In the entries that follow, find the word "true" and report each line it is on.

■ **EXTRACTED DATA**

-=-=-=-=-

PR #639, opened 2026-06-28
Tune quota worker metrics and create hot path

srstack:
## Summary
- classify transient DB connection failures as `bad_conn` across background workers, event bus, DB instrumentation, and quota outbox claim paths so worker error alerts stop paging on `invalid connection` noise after deploy
- record quota outbox batch latency only at `quota_outbox/process`; per-mutation success/failure metrics are count-only, including fallback failures
- add configurable soft quota admission cache TTLs, defaulting usage and pending-delta caches to 250ms, with visible warnings for malformed or negative duration overrides
- speed up create-if-absent writes (`X-Dat9-Expected-Revision: 0`) by skipping the pre-`Stat` round trip and relying on the path unique constraint to preserve conflict semantics
- use create-specific quota admission so new-file creates no longer query current path size inside the write transaction
- add `idx_quota_outbox_pending_deltas(status, storage_delta, file_delta, media_delta)` so `PendingQuotaOutboxDeltas` can satisfy the pending SUM query from a covering index instead of scanning status and doing row lookups
- keep DB and worker result-label classification aligned by documenting that `mysqlutil.dbResult` delegates to `metrics.ResultForError`

## Operational impact
- `Drive9BackgroundWorkerErrorsHigh` matches `result=~"error|.+_error"`, so `bad_conn` is excluded from worker error paging after this deploy
- DB connection failures remain visible via DB/store operation metrics with `result="bad_conn"`
- CLS check during the active alert window showed tenant `7ed99094-202f-4261-8843-a090b61e672d` was still failing `claim_quota_outbox_batch` with `invalid connection`; on the currently deployed image this still records as generic `error`, so the alert can continue until this PR is deployed
- The create fast path targets write-back new-file uploads where clients send expected revision `0`; ordinary unconditional overwrite behavior still uses the existing stat/overwrite path

## Rollout notes
- The TiDB quota outbox index is emitted as a normal `CREATE INDEX`. For existing tenants with large `quota_outbox` tables, this will run TiDB online add-index backfill and consume TiKV resources while it catches up
- Re-running schema sync should be safe: duplicate index errors are treated as ignorable by the existing schema repair flow, but rollout should still be staged if old tenant outbox tables are large

## Performance notes
- This is the low-risk part of the QPS work: reduce fixed DB round trips on create and make the pending outbox aggregate cheaper
- It targets the observed `pending_quota_outbox_deltas` cost and removes one provably unnecessary create-time lookup
- It does not reduce TiDB per-transaction 2PC/commit latency such as the observed `in_tx≈514ms` slow samples; if that remains dominant under load, micro-batching/group commit is the larger follow-up

## Tests
- `GOCACHE=/tmp/drive9-go-cache go test ./pkg/tenant/schema ./cmd/drive9-server -run 'TestQuotaOutboxMissingFileOrderIndexIsRepairable|TestSchemaDumpInitSQLByProvider|TestSchemaDumpInitSQLByProviderIncludesVault|TestSchemaDumpInitSQLUsesTiDBAutoEmbeddingEnv' -count=1`
- `GOCACHE=/tmp/drive9-go-cache go test ./pkg/metrics ./pkg/backend ./pkg/server ./pkg/mysqlutil ./cmd/drive9-server ./cmd/drive9-server-local -count=1`
- `GOCACHE=/tmp/drive9-go-cache go test ./pkg/metrics ./pkg/mysqlutil -count=1`
- `GOCACHE=/tmp/drive9-go-cache GOLANGCI_LINT_CACHE=/tmp/drive9-golangci-cache make lint`

## Summary by CodeRabbit

* **New Features**
  * Added support for configuring quota cache TTLs at startup through environment variables, with clearer command-line help.
  * Improved create-if-absent write behavior so existing paths return a conflict faster, before quota checks.

* **Bug Fixes**
  * Standardized error reporting in metrics and logs for database, event, quota, and background processing operations.
  * Updated quota handling to better distinguish create-only writes and avoid unnecessary quota validation in conflict cases.

### DIFF
--- a/pkg/backend/dat9.go
+++ b/pkg/backend/dat9.go
@@ -686,6 +686,25 @@ func (b *Dat9Backend) WriteCtxIfRevisionWithTagsResult(ctx context.Context, path
 		return 0, 0, err
 	}
 
+	if isCreateIfAbsentWrite(offset, flags, expectedRevision) {
+		operation = "create"
+		implementationStart := time.Time{}
+		if timingEnabled {
+			implementationStart = time.Now()
+		}
+		n, err := b.createAndWriteCtx(ctx, path, data, tags, description)
+		if timingEnabled {
+			implementationDuration = time.Since(implementationStart)
+		}
+		if errors.Is(err, datastore.ErrPathConflict) {
+			return 0, 0, datastore.ErrRevisionConflict
+		}
+		if err != nil {
+			return 0, 0, err
+		}
+		return n, 1, nil
+	}
+
 	statStart := time.Time{}
 	if timingEnabled {
 		statStart = time.Now()
@@ -746,6 +765,13 @@ func (b *Dat9Backend) WriteCtxIfRevisionWithTagsResult(ctx context.Context, path
 		implementationDuration = time.Since(implementationStart)
 	}
 	return n, rev, err
+}
+
+func isCreateIfAbsentWrite(offset int64, flags filesystem.WriteFlag, expectedRevision int64) bool {
+	return expectedRevision == 0 &&
+		offset == 0 &&
+		flags&filesystem.WriteFlagCreate != 0 &&
+		flags&filesystem.WriteFlagAppend == 0
 }
 
 func backendWriteResult(err error) string {
@@ -904,7 +930,7 @@ func (b *Dat9Backend) createAndWriteCtx(ctx context.Context, path string, data [
 		quotaOutboxEnqueued = false
 
 		done := backendTimingStep(timingEnabled, &quotaStorageCheckDuration)
-		err := b.ensureStorageQuota(ctx, tx, path, int64(len(data)))
+		err := b.ensureCreateStorageQuota(ctx, tx, int64(len(data)))
 		done()
 		if err != nil {
 			return err
--- a/pkg/backend/dat9.go
+++ b/pkg/backend/dat9.go
@@ -688,6 +688,13 @@ func (b *Dat9Backend) WriteCtxIfRevisionWithTagsResult(ctx context.Context, path
 
 	if isCreateIfAbsentWrite(offset, flags, expectedRevision) {
 		operation = "create"
+		exists, err := b.store.NodeExists(ctx, path)
+		if err != nil {
+			return 0, 0, err
+		}
+		if exists {
+			return 0, 0, datastore.ErrRevisionConflict
+		}
 		implementationStart := time.Time{}
 		if timingEnabled {
 			implementationStart = time.Now()
--- a/cmd/drive9-server-local/main.go
+++ b/cmd/drive9-server-local/main.go
@@ -842,6 +842,11 @@ func envDuration(key string, fallback time.Duration) time.Duration {
 	}
 	v, err := time.ParseDuration(raw)
 	if err != nil {
+		fmt.Fprintf(os.Stderr, "invalid %s=%q: %v; using %s\n", key, raw, err, fallback)
+		return fallback
+	}
+	if v < 0 {
+		fmt.Fprintf(os.Stderr, "invalid %s=%q: duration must be non-negative; using %s\n", key, raw, fallback)
 		return fallback
 	}
 	return v
--- a/cmd/drive9-server-local/main.go
+++ b/cmd/drive9-server-local/main.go
@@ -127,6 +127,10 @@ func main() {
 	logLocalStartupStep(startupCtx, startupStart, stepStart, "open_local_datastore")
 
 	stepStart = time.Now()
+	backend.InitQuotaAdmissionCacheTTLs(
+		envDuration("DRIVE9_QUOTA_USAGE_CACHE_TTL", 0),
+		envDuration("DRIVE9_QUOTA_PENDING_DELTAS_CACHE_TTL", 0),
+	)
 	backendOpts, err := buildBackendOptionsFromEnv()
 	if err != nil {
 		die(err)
@@ -366,6 +370,8 @@ environment:
   DRIVE9_VAULT_MASTER_KEY 32-byte hex key for vault DEK wrapping (omit to disable vault)
   DRIVE9_LOG_LEVEL debug|info|warn|error (default: info)
   DRIVE9_BENCH_TIMING_LOG_ENABLED true|false to emit benchmark timing logs on successful server hot paths (default: false)
+  DRIVE9_QUOTA_USAGE_CACHE_TTL soft small-write central usage cache TTL, e.g. 250ms or 1s
+  DRIVE9_QUOTA_PENDING_DELTAS_CACHE_TTL soft small-write tenant pending-outbox aggregate cache TTL, e.g. 250ms or 1s
 
   S3 storage:
   Set DRIVE9_S3_BUCKET to enable AWS S3 mode.
@@ -823,6 +829,18 @@ func envInt64(key string, fallback int64) int64 {
 		return fallback
 	}
 	v, err := strconv.ParseInt(raw, 10, 64)
+	if err != nil {
+		return fallback
+	}
+	return v
+}
+
+func envDuration(key string, fallback time.Duration) time.Duration {
+	raw := strings.TrimSpace(os.Getenv(key))
+	if raw == "" {
+		return fallback
+	}
+	v, err := time.ParseDuration(raw)
 	if err != nil {
 		return fallback
 	}
--- a/cmd/drive9-server/main.go
+++ b/cmd/drive9-server/main.go
@@ -125,6 +125,10 @@ func main() {
 	// P1-3: Configurable quota cache refresh interval (default 30s).
 	// In multi-pod deployments, increasing this reduces per-tenant-per-pod DB reads.
 	backend.InitQuotaConfigCacheRefreshInterval(envInt("DRIVE9_QUOTA_CACHE_REFRESH_SECONDS", 0))
+	backend.InitQuotaAdmissionCacheTTLs(
+		envDuration("DRIVE9_QUOTA_USAGE_CACHE_TTL", 0),
+		envDuration("DRIVE9_QUOTA_PENDING_DELTAS_CACHE_TTL", 0),
+	)
 
 	store, err := openControlPlaneStoreWithRetry(context.Background(), metaDSN, defaultStartupRetryOptions())
 	if err != nil {
@@ -478,6 +482,8 @@ environment:
   DRIVE9_LOG_LEVEL debug|info|warn|error (default: info)
   DRIVE9_BENCH_TIMING_LOG_ENABLED true|false to emit benchmark timing logs on successful server hot paths (default: false)
   DRIVE9_QUOTA_SOURCE tenant|server quota enforcement source (default: tenant)
+  DRIVE9_QUOTA_USAGE_CACHE_TTL soft small-write central usage cache TTL, e.g. 250ms or 1s
+  DRIVE9_QUOTA_PENDING_DELTAS_CACHE_TTL soft small-write tenant pending-outbox aggregate cache TTL, e.g. 250ms or 1s
   DRIVE9_DISABLE_AUTO_EMBEDDING true|false disable TiDB database-managed auto-embedding (default: false)
                                 set to true when the TiDB Cloud cluster has no supported embedding provider
   DRIVE9_TIDB_AUTO_EMBEDDING_MODEL TiDB EMBED_TEXT model for auto-embedding generated columns
@@ -865,6 +871,18 @@ func envInt64(key string, fallback int64) int64 {
 		return fallback
 	}
 	v, err := strconv.ParseInt(raw, 10, 64)
+	if err != nil {
+		return fallback
+	}
+	return v
+}
+
+func envDuration(key string, fallback time.Duration) time.Duration {
+	raw := strings.TrimSpace(os.Getenv(key))
+	if raw == "" {
+		return fallback
+	}
+	v, err := time.ParseDuration(raw)
 	if err != nil {
 		return fallback
 	}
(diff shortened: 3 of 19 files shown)


srstack:
Update pushed: bf9b292e

What changed in this follow-up:
- Added a create-if-absent fast path for `expected_revision=0` writes. This avoids the pre-`Stat` round trip for write-back new-file uploads and maps insert path conflicts back to `ErrRevisionConflict` as before.
- Added create-only quota admission helpers so create transactions no longer query current path size; for create, current path size is known to be zero and path conflicts roll back the transaction.
- Added `idx_quota_outbox_pending_deltas(status, storage_delta, file_delta, media_delta)` to make `PendingQuotaOutboxDeltas` SUM queries covering instead of scanning status and doing row lookups for each pending row.
- Addressed review feedback: invalid quota TTL env values are now visible, negative TTLs are rejected/logged, mutation replay per-entry metrics are count-only, and quota_outbox fallback failures now record duration only on `quota_outbox/process` while mutation labels remain count-only.

Validation run locally:
- `GOCACHE=/tmp/drive9-go-cache go test ./pkg/tenant/schema ./cmd/drive9-server -run 'TestQuotaOutboxMissingFileOrderIndexIsRepairable|TestSchemaDumpInitSQLByProvider|TestSchemaDumpInitSQLByProviderIncludesVault|TestSchemaDumpInitSQLUsesTiDBAutoEmbeddingEnv' -count=1`\n- `GOCACHE=/tmp/drive9-go-cache go test ./pkg/metrics ./pkg/backend ./pkg/server ./pkg/mysqlutil ./cmd/drive9-server ./cmd/drive9-server-local -count=1`\n- `GOCACHE=/tmp/drive9-go-cache GOLANGCI_LINT_CACHE=/tmp/drive9-golangci-cache make lint`\n\nOperational note from CLS: the continuing `Drive9BackgroundWorkerErrorsHigh` alert for tenant `7ed99094-202f-4261-8843-a090b61e672d` is still `quota_outbox_process_failed` / `claim_quota_outbox_batch` / `invalid connection`. That will continue to count as `result="error"` until this PR is deployed; after this PR it should classify as `bad_conn`, which the alert regex excludes.

srstack (commented):
Reviewed the full diff, with extra attention on the `perf: trim quota create hot path` commit (landed after the bot reviews). This directly targets the two hot spots from the slow-PUT trace (`in_tx` and `pending_quota_outbox_deltas`). LGTM overall — the design is sound and well-tested. A few notes, one of them an operational caveat for rollout.

### Verified correct

**Create fast-path (`ensureCreateStorageQuota`).** The math is provably equivalent to the general path, not just approximately. `ensureTenantStorageQuotaTx` computes `delta = newSize - currentPathBytes` (clamped ≥0); for a create-if-absent the path has no dentry yet so `currentPathBytes == 0` → `delta == newSize`, which is exactly what the new variant uses. It drops the now-provably-zero `ConfirmedFileSizeByPathTx` round-trip — a real per-create saving with no behavioral change. The server-quota branch is analogous (`delta == newSize` for a create). `isCreateIfAbsentWrite` is appropriately strict (rev 0, offset 0, Create set, Append unset), and `ErrPathConflict → ErrRevisionConflict` keeps the concurrent-create semantics intact.

**Covering index `idx_quota_outbox_pending_deltas(status, storage_delta, file_delta, media_delta)`.** This is the right fix for the 157ms `SUM(...) WHERE status IN (queued,processing)` — the three SUM columns are now in the index, so it's an index-only scan with no row lookups.

**Metric de-duplication.** Switching per-entry applied-outbox records to `RecordTenantOperationCount` (count-only) fixes a real bug: the old code stamped one batch `time.Since(start)` onto every entry's duration histogram, inflating per-mutation latency. Adding an explicit `process/ok` record also completes the `process` outcome distribution.

**`bad_conn` classification.** Consistent `ResultForError` use across the workers, and the alert reasoning checks out: `Drive9BackgroundWorkerErrorsHigh` matches `result=~"error|.+_error"`, so `bad_conn` is excluded from worker paging while DB-level `result="bad_conn"` keeps it observable. The negative-TTL guard + warning log is a nice touch.

### Notes / suggestions

1. **Rollout caveat (operational, not code):** for TiDB, `idx_quota_outbox_pending_deltas` is a bare `CREATE INDEX` (no `IF NOT EXISTS`). On existing tenants with a large `quota_outbox` this triggers an online add-index DDL that consumes TiKV resources while backfilling. It's safe (re-runs are caught by `isIgnorableSchemaError` on "duplicate key name"), but worth sequencing/announcing if any tenant's outbox table is big. Confirm this lands via the normal ensure-schema-on-open path for already-provisioned tenants.

2. **`ResultForError` duplicates `mysqlutil.dbResult`** (same switch incl. the `"invalid connection"` substring). Fine to keep separate to avoid a `metrics → mysqlutil` dependency, but a one-line comment cross-referencing them would help keep the two in sync if the classification ever changes.

3. **Scope check on the perf win:** this PR attacks the 157ms pending-delta query (index) and shaves one round-trip per create — both good. But the dominant cost in the trace is `in_tx≈514ms`, which is TiDB per-transaction commit latency and is untouched here (expected — that's a separate batching effort). Worth stating in the PR that this is the "cheap, high-confidence" slice and the per-create commit latency is tracked separately, so reviewers don't expect the 514ms to move.

Tests are good — the create fast-path, conflict-exhausted, and bad_conn paths all have coverage. Waiting on CI (CodeRabbit already green).

qiffang (approved):
## Review: PR #639 — Tune quota worker metrics and create hot path

### Overall: APPROVE

Well-structured performance and observability improvement. 395 additions, 45 deletions, 17 files. Four distinct changes, all clean.

---

### 1. Centralized error-to-metric-label classification (metrics/operations.go)

ResultForError correctly classifies context.Canceled, context.DeadlineExceeded, driver.ErrBadConn, and "invalid connection" string match into stable labels. The mysqlutil.dbResult now delegates to this, ensuring DB and worker labels stay aligned. Applied consistently across all background workers: expiry sweep, file GC, mutation replay, event bus, SSE publish, quota outbox.

Test coverage: TestResultForError covers nil, canceled, deadline (wrapped), bad conn sentinel, invalid connection string (case-insensitive), and generic error.

### 2. Per-entry count-only metrics (RecordTenantOperationCount)

RecordTenantOperationCount increments the counter without adding a duration sample — correct for per-entry outbox mutations where one wall-clock duration would be duplicated. recordAppliedQuotaOutboxEntries no longer takes a start time. Process-level duration is recorded once at the batch level.

Test coverage: TestRecordTenantOperationCountDoesNotRecordDuration verifies counter present but duration absent. TestServerQuotaOutboxBatchProcessesDifferentFiles and TestQuotaOutboxFallbackFailureRecordsProcessDurationOnly verify the per-entry vs batch-level metric split.

### 3. Configurable quota admission cache TTLs

InitQuotaAdmissionCacheTTLs validates inputs (negative = warn, zero = keep default, positive = override). Default bumped from 100ms to 250ms. Both server binaries call it from env vars. envDuration helper is duplicated across both main.go files — minor, not blocking.

### 4. Create-if-absent hot path (dat9.go)

isCreateIfAbsentWrite detects expectedRevision=0, offset=0, Create flag, no Append — a new file write. This skips the pre-stat (path lookup) and uses ensureCreateStorageQuota which skips the current path size lookup (known zero for creates). ErrPathConflict correctly maps to ErrRevisionConflict.

ensureTenantCreateStorageQuotaTx is a clean simplified version — no path-based size lookup, just confirmed + reserved + newSize vs limit.

Test coverage: TestWriteCreateIfAbsentSkipsPreStat verifies both success (200) and duplicate (409), and checks timing log shows operation=create with stat_ms=0.

### 5. New covering index

idx_quota_outbox_pending_deltas on (status, storage_delta, file_delta, media_delta) covers the SUM query for pending deltas cache. Added to both TiDB and DB9 schema statements.

### Minor observations (non-blocking)

1. envDuration is duplicated between drive9-server/main.go and drive9-server-local/main.go. Could be extracted to a shared util, but not worth the churn for two copies.

2. The eventbus.go whitespace alignment fix is cosmetic but clean.

Verdict: APPROVE

pkg/backend/dat9.go
```diff
@@ -686,6 +686,25 @@ func (b *Dat9Backend) WriteCtxIfRevisionWithTagsResult(ctx context.Context, path
 		return 0, 0, err
 	}
 
+	if isCreateIfAbsentWrite(offset, flags, expectedRevision) {
+		operation = "create"
+		implementationStart := time.Time{}
+		if timingEnabled {
+			implementationStart = time.Now()
+		}
+		n, err := b.createAndWriteCtx(ctx, path, data, tags, description)
```
qiffang, line 702: Blocking: this fast path skips the pre-`Stat`, but `createAndWriteCtx` runs file-size/storage quota checks before `InsertNodeTx` can detect `ErrPathConflict`. For an existing path with `expectedRevision == 0`, the old path returned `ErrRevisionConflict` immediately after `Stat`; now a full storage quota or max-file-size condition can win first and surface as quota failure (HTTP 507) instead of conflict (HTTP 409). That changes the create-if-absent API contract for idempotent clients. Please preserve occupied-path conflict precedence, and add a regression for duplicate create under storage/file-size quota pressure.

qiffang (changes requested):
Blocking issue found in the create-if-absent fast path: it changes the error precedence for occupied paths when quota checks fail before the path conflict is detected. Existing tests cover duplicate create only without quota pressure, so this regression is currently untested.

qiffang (changes requested):
**Updating from APPROVE to REQUEST_CHANGES** — @adversary-1's blocker is valid.

## B1: Create-if-absent fast path changes error precedence (Blocker)

**Old path** (with `Stat`):
1. `Stat(path)` → file exists → `expectedRevision == 0` → immediately returns `ErrRevisionConflict` (HTTP 409)
2. Quota is never checked for existing paths

**New fast path** (skips `Stat`):
1. Enters `createAndWriteCtx` directly
2. `ensureCreateStorageQuota` runs first → if quota full → returns quota error (HTTP 507)
3. `InsertNodeTx` never reached → 409 never returned

For clients: a create-if-absent write to an **existing path** when quota is exhausted will now return 507 (need to free space) instead of 409 (already exists, retry-safe). This changes the observable API contract.

**Secondary**: the fast path also performs an S3 PutObject before `InsertNodeTx` detects the path conflict — wasted upload for existing paths. Not a correctness bug, but unnecessary cost.

**Fix direction**: the fast path should either (a) do a lightweight existence check before quota admission, or (b) reorder the transaction to run `InsertNodeTx` before quota checks (though this may conflict with FK constraints).

— dat9-dev1

srstack:
Addressed the REQUEST_CHANGES blocker in db4318ac.

What changed:
- Create-if-absent fast path now performs a lightweight `NodeExists` dentry lookup before quota admission/storage work.
- Existing occupied paths now preserve the old precedence: duplicate create returns `ErrRevisionConflict` / HTTP 409 even when storage quota or max-file-size checks would otherwise fail.
- This also avoids doing S3/object work for an already occupied path on the create fast path.
- Added regressions for duplicate create under storage quota pressure and max-file-size pressure.

Validation:
- `GOCACHE=/tmp/drive9-go-cache go test ./pkg/backend ./pkg/server ./pkg/datastore -run 'TestCreateIfAbsentExistingPathReturnsConflictBeforeStorageQuota|TestCreateIfAbsentExistingPathReturnsConflictBeforeFileSizeQuota|TestWriteCreateIfAbsentSkipsPreStat|TestWriteWithExpectedRevisionConflict|TestInsertAndGetNode' -count=1`\n- `GOCACHE=/tmp/drive9-go-cache go test ./pkg/server -run 'TestWriteCreateIfAbsentSkipsPreStat|TestWriteWithExpectedRevisionConflict' -count=1`\n- `GOCACHE=/tmp/drive9-go-cache go test ./pkg/metrics ./pkg/backend ./pkg/datastore ./pkg/mysqlutil ./cmd/drive9-server ./cmd/drive9-server-local -count=1`\n- `GOCACHE=/tmp/drive9-go-cache GOLANGCI_LINT_CACHE=/tmp/drive9-golangci-cache make lint`

qiffang (approved):
**Updating from REQUEST_CHANGES to APPROVE** — previous blocker (error precedence inversion) is fixed.

The create-if-absent fast path now calls `NodeExists(ctx, path)` before `createAndWriteCtx`:
- Lightweight `SELECT 1 FROM file_nodes WHERE path_hash = ? AND path = ?` — cheaper than full Stat
- If node exists → returns ErrRevisionConflict (409) immediately, before quota check
- TOCTOU race handled by ErrPathConflict → ErrRevisionConflict mapping

Two regression tests directly verify the blocker:
- `TestCreateIfAbsentExistingPathReturnsConflictBeforeStorageQuota`
- `TestCreateIfAbsentExistingPathReturnsConflictBeforeFileSizeQuota`

All 5 changes approved. CI green.

— dat9-dev1

qiffang (approved):
adversary-1 re-review on `db4318ac06ec63620c37e4601c57e62878b9724c`.

Verdict: GREEN / APPROVE.

The previous blocker is fixed. The create-if-absent fast path now runs the lightweight `NodeExists(ctx, path)` probe before `createAndWriteCtx`; for an already occupied path it returns `ErrRevisionConflict` before file-size/storage quota checks, preserving the pre-PR 409-before-507 behavior. The fallback `ErrPathConflict -> ErrRevisionConflict` mapping still covers the normal insert-conflict race after the preflight.

Regression coverage is adequate for the blocked scenario:
- `TestCreateIfAbsentExistingPathReturnsConflictBeforeStorageQuota`
- `TestCreateIfAbsentExistingPathReturnsConflictBeforeFileSizeQuota`

I also re-swept the quota admission caches, quota outbox batch/count-duration metric split, `ResultForError` label normalization, schema index, and changed event/GC/replay metric paths. I did not find a correctness blocker. CodeRabbit's remaining `NodeExists` error-wrap and metrics-baseline comments are maintainability/test-isolation nits, not merge blockers for this PR.

Validation: GitHub `ci`, `drive9-server-local e2e smoke`, and CodeRabbit are green on this head; local `git diff --check origin/main...HEAD` passed. Local Go tests were not runnable in my environment because `go`/`gofmt` are not installed.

-=-=-=-=-

■ **ANSWER BOX**
   DRIVE9_BENCH_TIMING_LOG_ENABLED true|false to emit benchmark timing logs on successful server hot paths (default: false)
   DRIVE9_BENCH_TIMING_LOG_ENABLED true|false to emit benchmark timing logs on successful server hot paths (default: false)
   DRIVE9_DISABLE_AUTO_EMBEDDING true|false disable TiDB database-managed auto-embedding (default: false)
                                 set to true when the TiDB Cloud cluster has no supported embedding provider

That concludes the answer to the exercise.